Start of INFORMATION SHOWN

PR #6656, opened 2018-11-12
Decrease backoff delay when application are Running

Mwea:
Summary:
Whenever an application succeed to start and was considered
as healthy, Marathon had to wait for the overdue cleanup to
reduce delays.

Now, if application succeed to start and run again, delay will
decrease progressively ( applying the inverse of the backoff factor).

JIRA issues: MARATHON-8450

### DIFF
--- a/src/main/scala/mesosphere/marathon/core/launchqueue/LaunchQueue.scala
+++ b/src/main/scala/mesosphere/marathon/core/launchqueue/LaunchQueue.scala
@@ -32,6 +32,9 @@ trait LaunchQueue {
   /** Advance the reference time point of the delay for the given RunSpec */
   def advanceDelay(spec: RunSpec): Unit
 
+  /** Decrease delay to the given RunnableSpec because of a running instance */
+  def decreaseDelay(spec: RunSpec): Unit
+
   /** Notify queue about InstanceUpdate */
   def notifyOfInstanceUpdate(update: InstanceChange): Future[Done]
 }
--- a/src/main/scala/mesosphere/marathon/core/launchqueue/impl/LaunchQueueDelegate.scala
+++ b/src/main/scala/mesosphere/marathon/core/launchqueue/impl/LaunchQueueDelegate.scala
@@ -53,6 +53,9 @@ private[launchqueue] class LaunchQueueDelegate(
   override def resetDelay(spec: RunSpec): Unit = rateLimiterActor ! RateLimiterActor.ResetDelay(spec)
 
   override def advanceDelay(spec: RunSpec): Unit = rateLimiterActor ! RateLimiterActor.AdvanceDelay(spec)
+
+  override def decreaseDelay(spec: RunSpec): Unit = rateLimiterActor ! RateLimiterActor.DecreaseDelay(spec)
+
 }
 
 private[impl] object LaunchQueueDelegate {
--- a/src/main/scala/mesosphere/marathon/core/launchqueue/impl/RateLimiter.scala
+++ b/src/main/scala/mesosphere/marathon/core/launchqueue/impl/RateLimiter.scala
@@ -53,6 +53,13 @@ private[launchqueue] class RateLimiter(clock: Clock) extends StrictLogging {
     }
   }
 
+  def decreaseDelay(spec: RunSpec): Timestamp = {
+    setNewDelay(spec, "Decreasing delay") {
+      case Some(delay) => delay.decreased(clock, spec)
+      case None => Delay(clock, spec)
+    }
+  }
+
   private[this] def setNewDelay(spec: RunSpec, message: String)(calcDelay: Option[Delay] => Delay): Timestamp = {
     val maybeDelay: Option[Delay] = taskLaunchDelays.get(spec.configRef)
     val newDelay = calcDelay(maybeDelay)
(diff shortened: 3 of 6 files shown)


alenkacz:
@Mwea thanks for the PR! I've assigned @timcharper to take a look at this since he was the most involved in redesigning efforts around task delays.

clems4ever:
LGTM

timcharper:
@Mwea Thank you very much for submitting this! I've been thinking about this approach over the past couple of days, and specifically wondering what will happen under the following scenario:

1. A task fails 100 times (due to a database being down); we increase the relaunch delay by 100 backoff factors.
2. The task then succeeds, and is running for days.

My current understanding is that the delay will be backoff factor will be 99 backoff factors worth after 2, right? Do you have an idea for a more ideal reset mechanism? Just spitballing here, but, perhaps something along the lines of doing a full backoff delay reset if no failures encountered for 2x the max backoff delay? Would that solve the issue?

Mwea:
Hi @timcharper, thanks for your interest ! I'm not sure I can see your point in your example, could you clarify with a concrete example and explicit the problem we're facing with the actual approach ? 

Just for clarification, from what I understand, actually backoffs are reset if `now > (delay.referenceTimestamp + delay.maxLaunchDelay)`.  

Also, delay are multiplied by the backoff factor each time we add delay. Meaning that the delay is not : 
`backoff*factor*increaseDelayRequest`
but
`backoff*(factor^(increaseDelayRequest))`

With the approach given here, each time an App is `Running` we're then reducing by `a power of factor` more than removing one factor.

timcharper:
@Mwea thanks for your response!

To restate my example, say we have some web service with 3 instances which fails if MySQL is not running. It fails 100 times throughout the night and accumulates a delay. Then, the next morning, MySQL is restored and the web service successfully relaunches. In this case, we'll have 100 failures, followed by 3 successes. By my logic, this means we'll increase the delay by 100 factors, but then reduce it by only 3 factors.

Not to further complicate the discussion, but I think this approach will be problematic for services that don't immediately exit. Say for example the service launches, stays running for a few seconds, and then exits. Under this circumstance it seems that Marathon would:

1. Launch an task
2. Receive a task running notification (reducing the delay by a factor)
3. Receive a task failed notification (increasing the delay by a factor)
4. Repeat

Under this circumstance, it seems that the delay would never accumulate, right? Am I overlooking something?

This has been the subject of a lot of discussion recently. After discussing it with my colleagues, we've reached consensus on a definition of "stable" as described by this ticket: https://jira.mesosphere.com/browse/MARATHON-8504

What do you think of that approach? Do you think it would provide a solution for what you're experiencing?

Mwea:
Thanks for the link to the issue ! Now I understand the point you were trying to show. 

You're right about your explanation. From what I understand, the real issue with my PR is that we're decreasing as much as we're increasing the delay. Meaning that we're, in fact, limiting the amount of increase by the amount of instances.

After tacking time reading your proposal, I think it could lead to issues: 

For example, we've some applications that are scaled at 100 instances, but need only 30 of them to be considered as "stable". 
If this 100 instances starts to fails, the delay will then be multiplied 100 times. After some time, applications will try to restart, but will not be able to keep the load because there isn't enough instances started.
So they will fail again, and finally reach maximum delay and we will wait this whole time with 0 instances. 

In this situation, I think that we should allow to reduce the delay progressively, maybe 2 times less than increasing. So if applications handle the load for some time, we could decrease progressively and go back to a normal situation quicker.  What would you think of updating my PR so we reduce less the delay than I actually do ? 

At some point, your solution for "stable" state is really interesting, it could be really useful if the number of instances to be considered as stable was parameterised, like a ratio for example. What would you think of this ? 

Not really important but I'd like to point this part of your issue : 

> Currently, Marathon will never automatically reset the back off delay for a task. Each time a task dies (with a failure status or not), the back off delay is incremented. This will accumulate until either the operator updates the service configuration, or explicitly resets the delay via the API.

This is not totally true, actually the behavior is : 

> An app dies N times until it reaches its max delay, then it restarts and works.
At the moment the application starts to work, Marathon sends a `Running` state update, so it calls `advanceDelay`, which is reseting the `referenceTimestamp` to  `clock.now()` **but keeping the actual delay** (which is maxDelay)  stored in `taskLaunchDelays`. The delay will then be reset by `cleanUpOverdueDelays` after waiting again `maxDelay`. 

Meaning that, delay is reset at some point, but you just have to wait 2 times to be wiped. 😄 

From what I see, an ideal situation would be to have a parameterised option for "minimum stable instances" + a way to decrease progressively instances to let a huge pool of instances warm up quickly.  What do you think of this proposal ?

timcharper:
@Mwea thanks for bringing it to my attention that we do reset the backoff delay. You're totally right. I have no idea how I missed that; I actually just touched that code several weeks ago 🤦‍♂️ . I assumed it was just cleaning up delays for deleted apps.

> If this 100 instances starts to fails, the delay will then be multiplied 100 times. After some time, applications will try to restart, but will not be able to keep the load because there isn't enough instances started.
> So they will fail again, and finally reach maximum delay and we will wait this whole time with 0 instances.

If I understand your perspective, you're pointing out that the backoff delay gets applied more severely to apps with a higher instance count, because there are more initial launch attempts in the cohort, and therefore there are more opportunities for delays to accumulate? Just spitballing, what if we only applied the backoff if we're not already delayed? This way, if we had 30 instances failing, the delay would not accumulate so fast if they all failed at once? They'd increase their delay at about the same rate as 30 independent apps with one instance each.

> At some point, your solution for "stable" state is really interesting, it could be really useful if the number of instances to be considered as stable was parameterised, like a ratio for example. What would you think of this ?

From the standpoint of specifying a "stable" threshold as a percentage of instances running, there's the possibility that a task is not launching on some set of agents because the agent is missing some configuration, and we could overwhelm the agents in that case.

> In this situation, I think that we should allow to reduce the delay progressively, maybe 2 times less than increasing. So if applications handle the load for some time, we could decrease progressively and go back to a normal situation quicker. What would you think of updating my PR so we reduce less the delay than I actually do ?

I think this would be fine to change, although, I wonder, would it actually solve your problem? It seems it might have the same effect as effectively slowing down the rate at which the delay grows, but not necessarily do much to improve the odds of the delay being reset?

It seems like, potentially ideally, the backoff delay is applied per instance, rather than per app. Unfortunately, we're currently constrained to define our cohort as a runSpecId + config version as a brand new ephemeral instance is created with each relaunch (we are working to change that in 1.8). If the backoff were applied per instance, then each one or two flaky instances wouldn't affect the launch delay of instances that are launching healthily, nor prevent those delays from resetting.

End of INFORMATION SHOWN

* _WHAT TO DO_
Search the entries for the word "spitballing", then copy every line in which it is found.

* _EXERCISE SOLUTION_
My current understanding is that the delay will be backoff factor will be 99 backoff factors worth after 2, right? Do you have an idea for a more ideal reset mechanism? Just spitballing here, but, perhaps something along the lines of doing a full backoff delay reset if no failures encountered for 2x the max backoff delay? Would that solve the issue?
If I understand your perspective, you're pointing out that the backoff delay gets applied more severely to apps with a higher instance count, because there are more initial launch attempts in the cohort, and therefore there are more opportunities for delays to accumulate? Just spitballing, what if we only applied the backoff if we're not already delayed? This way, if we had 30 instances failing, the delay would not accumulate so fast if they all failed at once? They'd increase their delay at about the same rate as 30 independent apps with one instance each.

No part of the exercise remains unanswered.